Introduction

As previous chapters in this book have demonstrated, considerable progress has been achieved during the last decade in the study of a variety of developmentally regulated processes that play key roles in lepidopteran insect cell differentiation and organismic development. Recent advances in recombinant DNA methodology have permitted the cloning of many new structural and several regulatory genes encoding DNA binding proteins that may control the transcriptional properties of other genes. In addition, the adaptation of functional assays, such as cell transfection and in vitro transcription, to lepidopteran systems has resulted in the acquisition of significant new information regarding the functional properties of cloned genes. Despite this progress, however, our understanding of the regulatory processes that control differential gene function during cell differentiation or the precise role that specific gene products assume in complex physiological functions that determine normal growth and development remains sketchy.

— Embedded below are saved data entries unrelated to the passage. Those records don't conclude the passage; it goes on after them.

PR #14591, opened 2026-04-29
backend/feat/otp-ride-offers

yashikakaushik:
## Type of Change

- [ ] Bugfix
- [ ] New feature
- [ ] Enhancement
- [ ] Refactoring
- [ ] Dependency updates

### Additional Changes

## Checklist

## Summary by CodeRabbit

* **New Features**
  * Ride quotes now include customer-specific ride-hailing offers when enabled per city, using service-tier and fare details to compute applicable discounts and taxes.
  * Offer retrieval is resilient: failures during offer lookup no longer block quote creation—quotes are returned without offers if needed.

### DIFF
--- a/Backend/app/rider-platform/rider-app/Main/src/Domain/Action/UI/Quote.hs
+++ b/Backend/app/rider-platform/rider-app/Main/src/Domain/Action/UI/Quote.hs
@@ -41,6 +41,7 @@ import qualified Domain.Action.UI.MerchantPaymentMethod as DMPM
 import qualified Domain.SharedLogic.RideDiscount as RD
 import Domain.Types.Booking
 import Domain.Types.Booking as DBooking
+import Domain.Types.BppDetails (BppDetails)
 import qualified Domain.Types.BookingCancellationReason as SBCR
 import Domain.Types.CancellationReason
 import Domain.Types.FRFSRouteDetails
@@ -51,6 +52,7 @@ import qualified Domain.Types.Merchant as DM
 import qualified Domain.Types.MerchantOperatingCity as DMOC
 import qualified Domain.Types.Person as Person
 import qualified Domain.Types.Quote as SQuote
+import qualified Domain.Types.QuoteBreakup as DQB
 import qualified Domain.Types.RideStatus as DRide
 import Domain.Types.RiderConfig (VehicleServiceTierOrderConfig)
 import qualified Domain.Types.RiderPreferredOption as DRPO
@@ -64,7 +66,6 @@ import Kernel.Beam.Functions
 import Kernel.External.Maps.Types
 import Kernel.Prelude hiding (whenJust)
 import Kernel.Storage.Esqueleto (EsqDBReplicaFlow)
-import Kernel.Storage.Hedis as Hedis
 import qualified Kernel.Storage.Hedis as Redis
 import Kernel.Streaming.Kafka.Producer.Types (KafkaProducerTools)
 import Kernel.Streaming.Kafka.Topic.PublicTransportQuoteList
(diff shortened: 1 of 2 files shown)


khuzema786:

khuzema786:
I'll review PR #14591 directly from the context provided. Let me fetch the details and diff now.Now let me explore the related files in the workspace for deeper context.Now let me look at a few more specific things before writing the final review.Now I have enough context. Let me write the full review.

---

## Code Review: PR #14591 — `backend/feat/otp-ride-offers`

**Summary:** This PR extends the existing offer-fetching logic (already present in `getEstimates`) to also apply to quote responses (`getOffers`). It adds `customerOffers :: Maybe CumulativeOfferResp` to `QuoteAPIEntity` and introduces a `mkQuoteAPIEntitiesWithOffers` helper. The approach mirrors the existing estimate flow closely, which is good — but there are two significant issues worth fixing before merge.

---

### Critical

#### 1. Type constraint mismatch — likely compile error
**File:** `Domain/Action/UI/Quote.hs:255` | **Confidence: 85**

`getOffers` is declared with:
```haskell
getOffers :: (HedisFlow m r, CacheFlow m r, EsqDBFlow m r, EsqDBReplicaFlow m r) => SSR.SearchRequest -> m [OfferRes]
```

But the new `mkQuoteAPIEntitiesWithOffers` (in its `where` clause) calls:
- `SOffer.offerListWithBasket` — requires `MonadFlow m, EncFlow m r, ServiceFlow m r, BeamFlow m r`
- `SOffer.mkCumulativeOfferResp` — requires `MonadFlow m, EncFlow m r, BeamFlow m r, ClickhouseFlow m r`

These constraints are **not** in `getOffers`'s signature and are not implied by `HedisFlow`. Note that `getEstimates` avoids this by using the concrete `Flow` type rather than a polymorphic `m`.

**Fix:** Either switch `getOffers` to use `Flow` directly (like `getEstimates`):
```haskell
getOffers :: SSR.SearchRequest -> Flow [OfferRes]
```
or extend the type signature with all needed constraints. The `Flow` approach is simpler and consistent with how `getEstimates` is written.

---

### Warnings

#### 2. Duplicate `productId` keys in basket — silently broken for multi-BPP results
**File:** `Domain/Action/UI/Quote.hs` (new `mkQuoteAPIEntitiesWithOffers`) | **Confidence: 85**

`productId` is derived as `show q.vehicleServiceTierType` (e.g., `"SEDAN"`). Multiple BPPs can return quotes for the same tier. This means `products` may contain duplicate `("SEDAN", price1)`, `("SEDAN", price2)` entries sent to `offerListWithBasket`.

Downstream, `Map.fromList productOffers` silently drops all but the last entry for a duplicate key. If `offerListWithBasket` returns one result per productId, every quote for `"SEDAN"` will correctly pick up that one offer — but if the duplicate products cause unexpected behavior in the offer service (e.g., double-counting for fraud checks), the results will be incorrect.

In `getEstimates` this is less risky because there is typically one estimate per tier. In `getOffers`, multiple SEDAN quotes from competing BPPs are the norm.

**Fix:** Deduplicate `products` before sending to `offerListWithBasket`:
```haskell
products = nubBy (\(a, _) (b, _) -> a == b) $
  map (\(_, (productId, _, price)) -> (productId, price)) quoteEntitiesWithCtx
```

#### 3. Error swallowed silently on offer fetch failure
**File:** `Domain/Action/UI/Quote.hs` (new `mkQuoteAPIEntitiesWithOffers`) | **Confidence: 75**

```haskell
>>= \case
  Left _ -> pure []   -- error discarded
  Right r -> pure r
```

The `Left` case drops the error with no log entry. The equivalent in `getEstimates` has the same issue. Degraded-mode silencing is fine for resilience, but without a log the on-call team has no signal when the offer service is degrading.

**Fix:**
```haskell
>>= \case
  Left err -> do
    logWarning $ "getOffers:offerListWithBasket failed: " <> show err
    pure []
  Right r -> pure r
```

#### 4. `DOrder.RideHailing` hardcoded for Rental and MeterRide branches
**File:** `Domain/Action/UI/Quote.hs` (new `mkQuoteAPIEntitiesWithOffers`) | **Confidence: 65**

Both the `Just _` (Rental/OnDemand) and `Nothing` (MeterRide/Rental) branches call `offerListWithBasket` with `DOrder.RideHailing` as `PaymentServiceType`. For rental and meter-ride searches this may return irrelevant offers or fail fraud checks that gate on service type.

If this is intentional (all rider-side searches are `RideHailing` from the offer service's POV), a comment explaining the choice would prevent future confusion.

---

### Suggestion

#### 5. Significant code duplication between `mkQuoteAPIEntitiesWithOffers` and `getEstimates`
**Confidence: 90 (it IS duplicated)**

The offer-fetch logic (breakup parsing, `offerBaseAmount` computation, `withTryCatch`, `Map.fromList`, `mkCumulativeOfferResp` call) is nearly identical between `getEstimates` and the new `mkQuoteAPIEntitiesWithOffers`. Any future change to offer policy (e.g., switching the `DOrder.PaymentServiceType`, changing the basket format) will need to be applied in two places.

Consider extracting a shared helper in `SharedLogic/Offer.hs` once this works end-to-end. Not a blocker for this PR, but worth a TODO comment.

---

### What's Good

- The `enableRideHailingOffers` flag is correctly read once at the top of `getOffers` and shared between both branches — no duplicated config lookups.
- Using `withTryCatch` ensures offer failures never break the quote flow — correct resilience posture.
- `customerOffers = Nothing` default in `makeQuoteAPIEntity` is correct; it makes the API additive and backward-compatible with clients that don't consume the field.
- The `offerBaseAmount` logic correctly excludes tolls, cancellation fees, and parking charges from the discountable base, consistent with `getEstimates`.

---

**Verdict:** Two issues should be resolved before merge — the constraint mismatch is a likely compile error, and the duplicate-productId problem can cause silently incorrect offer lookup for multi-BPP scenarios. The rest are low-risk. Would suggest running `cabal build rider-app` to confirm the constraint issue before proceeding.

khuzema786 (approved):

khuzema786 (approved):

PR #358, opened 2023-03-23
OCPBUGS-5943: Set DNS DaemonSet's maxSurge value to 10%

Miciah:
Enable surge for DNS pods so that a rolling update of DNS pods creates new pods *before* deleting old pods.

This change reduces the risk of disruption to DNS during upgrades.  Without this change, a rolling update of DNS pods deletes a pod on a node first and then create a new pod on that node, meaning that a node that had a local DNS pod before an upgrade would temporarily not have one at some point during the upgrade.

Always having a local DNS pod reduces the risk of disruption, especially when using a CNI provider that supports topology-aware hints or when using openshift-sdn and ovn-kubernetes, which have logic similar to topology-aware hints to prefer any available local DNS pod rather than forwarding queries to DNS pods on other nodes.

This PR also sets `minReadySeconds` so that the old pod only gets deleted once the new pod has had time to start up.  Note that this may increase the time it takes for DNS to become available at install time by 9 seconds.

This PR additionally changes sets `maxUnavailable` to zero because `maxUnavailable` may not be non-zero when `maxSurge` is non-zero.

* `assets/dns/daemonset.yaml`: Set `minReadySeconds` to 9, `maxSurge` to 10%, and `maxUnavailable` to 0.
* `pkg/operator/controller/controller_dns_daemonset.go` (`daemonsetConfigChanged`): Check `minReadySeconds` and set it in the updated daemonset.
* `pkg/operator/controller/controller_dns_daemonset_test.go` (`TestDesiredDNSDaemonset`): Verify that `minReadySeconds` and the update strategy are set correctly.
(`TestDaemonsetConfigChanged`): Add test cases for `minReadySeconds` and `maxSurge`.


Miciah:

This has been due to two main reasons: first, lack of expression systems that could allow introduction of cloned genes into insect cells in vivo and subsequent assessments of the consequences of normal or abnormal gene expression during the lifespan of the organism; and second, difficulty in obtaining pure, physiologically relevant proteins in quantities that can permit the undertaking of extensive biochemical studies.

The importance of in vivo expression systems can be best exemplified by the progress that has been achieved in the fruit fly, Drosophila melanogaster, following the development of P element-based embryo transformation methods (Rubin and Spradling, 1982).